Exploratory testing is not a technique, it’s an approach. That is to say, any technique can be practiced in an exploratory or non-exploratory way. Exploration itself is not testing, but it modifies testing.

The question “Should I do exploratory testing?” is not helpful. Instead ask “In what way is my testing exploratory and in what way is it scripted? How might my testing benefit from more exploration or more scripting?”

But few people are doing this because exploratory testing is not being discussed. It’s still a closet activity. I go into projects and see lots of ET, but usually no ET is mentioned in any of their officially defined processes.

Come out of the damn closet!

You already do exploratory testing. Learn to see it and talk about it. The constituent skills of exploratory testing are simply the skills of testing, applied in the moment. When you turn the key and your car doesn’t start, the things you do next probably consitute an exploratory testing process.

There’s a lot to this idea of thinking on your feet and changing your approach based on what happens. The games Mastermind, Twenty Questions, Jigsaw puzzles and Sudoku are all exploratory activities.

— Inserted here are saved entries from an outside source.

PR #4427, opened 2025-06-24
Fix: Accept trailing ">" on search and replace blocks

canvrno:
### Related Issue

**Issue:** #XXXX

### Description

Updated the replace_in_file parsing to handle cases where models mistakenly add trailing > characters to SEARCH and REPLACE markers (like ------- SEARCH> instead of ------- SEARCH), preventing tool failures.

### Test Procedure

Test this by asking Cline to modify a file and specifically request that use the malformed format:

```
"Please modify this file, but use
------- SEARCH>

instead of
------- SEARCH

in your replace_in_file tool call".
```

Cline may refuse citing the system prompt instructions, but with some prompting you can coax it to do it anyways. Repeat this test with `REPLACE`, and again with both.

Before the fix, this would cause the tool to fail completely, but now it should work correctly and apply the changes as intended.

### Type of Change

-   [ ] ♻️ Refactor Changes
-   [ ] 💅 Cosmetic Changes
-   [ ] 🏃 Workflow Changes

### Pre-flight Checklist

### DIFF
--- a/src/core/assistant-message/diff.ts
+++ b/src/core/assistant-message/diff.ts
@@ -9,9 +9,11 @@ const LEGACY_REPLACE_BLOCK_CHAR = ">"
 
 // Replace the exact string constants with flexible regex patterns
 const SEARCH_BLOCK_START_REGEX = /^[-]{3,} SEARCH>?$/
-const SEARCH_BLOCK_END_REGEX = /^[=]{3,}$/
-const REPLACE_BLOCK_END_REGEX = /^[+]{3,} REPLACE>?$/
 const LEGACY_SEARCH_BLOCK_START_REGEX = /^[<]{3,} SEARCH>?$/
+
+const SEARCH_BLOCK_END_REGEX = /^[=]{3,}$/
+
+const REPLACE_BLOCK_END_REGEX = /^[+]{3,} REPLACE>?$/
 const LEGACY_REPLACE_BLOCK_END_REGEX = /^[>]{3,} REPLACE>?$/
 
 // Helper functions to check if a line matches the flexible patterns


src/core/assistant-message/diff.ts
```diff
@@ -8,9 +8,9 @@ const LEGACY_SEARCH_BLOCK_CHAR = "<"
 const LEGACY_REPLACE_BLOCK_CHAR = ">"
 
 // Replace the exact string constants with flexible regex patterns
-const SEARCH_BLOCK_START_REGEX = /^[-]{3,} SEARCH$/
+const SEARCH_BLOCK_START_REGEX = /^[-]{3,} SEARCH>*$/
```
arafatkatze: `>*: Matches zero or more > characters.
`

Lets restrict this if you only want to match 1 character

arafatkatze (dismissed):
the pr does what it claims to do to my best guess this should not negatively impact the evals etc but if you are really worried @pashpashpash you can try an eval on it too.

src/core/assistant-message/diff.ts
pashpashpash: We should in fact restrict to only one

src/core/assistant-message/diff.ts
```diff
@@ -8,9 +8,9 @@ const LEGACY_SEARCH_BLOCK_CHAR = "<"
...
 const SEARCH_BLOCK_END_REGEX = /^[=]{3,}$/
-const REPLACE_BLOCK_END_REGEX = /^[+]{3,} REPLACE$/
+const REPLACE_BLOCK_END_REGEX = /^[+]{3,} REPLACE>*$/
 const LEGACY_SEARCH_BLOCK_START_REGEX = /^[<]{3,} SEARCH$/
```
pashpashpash: Shouldn't we do it here too?

pashpashpash (changes requested):

pashpashpash:
I'm also not sure if doing this after REPLACE is needed.

canvrno:
Switched to only check for one/none ">" trailing the SEARCH string, removed modifications from the REPLACE regex, and added the modification to the legacy version.

canvrno:
Per discussion with @pashpashpash , I've added the check back to the REPLACE regex.

saoudrizwan (dismissed):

I will go into more detail and itemize the skills of testing in another post.

— James

Amateur Penetration Testing

It’s traveling season for me. London, Amsterdam, New Zealand, Australia, and so forth. That means I’m killing time in a lot of airports and hotel lobbies. And THAT means I’m testing software on kiosks and Internet access stations across this great planet of ours.

At first I was just trying to find interesting bugs, but more recently I’ve become interested in penetration testing. I’m an amateur at it, but I seem to be getting better with practice. Wherever possible, I send the details of any exploits to the companies that run those systems. Even though my behavior is probably illegal (when I actually do a take over), I like being on the sunny side of morality.

I want to share some of the details with you because I think companies should to take security a lot more seriously. Maybe they will if more people know how to circumvent bad security.

Recently, I was able to break into and take over a Internet access station at a hotel in London. Later, I failed to take control of one at Heathrow, but I did find some unsightly bugs in it. A different station at the Red Carpet Club (based on Windows 95, would you believe) fell pretty quickly.

These are the major techniques I use:

1. Look for and access generic, hidden Windows features.

A lot of these systems are based on Windows and use Internet Explorer. Attacking them is not very difficult, in most cases, because the Windows O/S is brimming with rich, creamy functionality. This functionality is difficult to disable, and much of it is hidden.

In my PDA, I keep a list of every keystroke shortcut in Windows (conveniently available from Microsoft). I try each one. Did you know that Shift-Alt-PrtSc activates high contrast mode in XP? Not only that, it gives you access to a bunch of accessibility settings.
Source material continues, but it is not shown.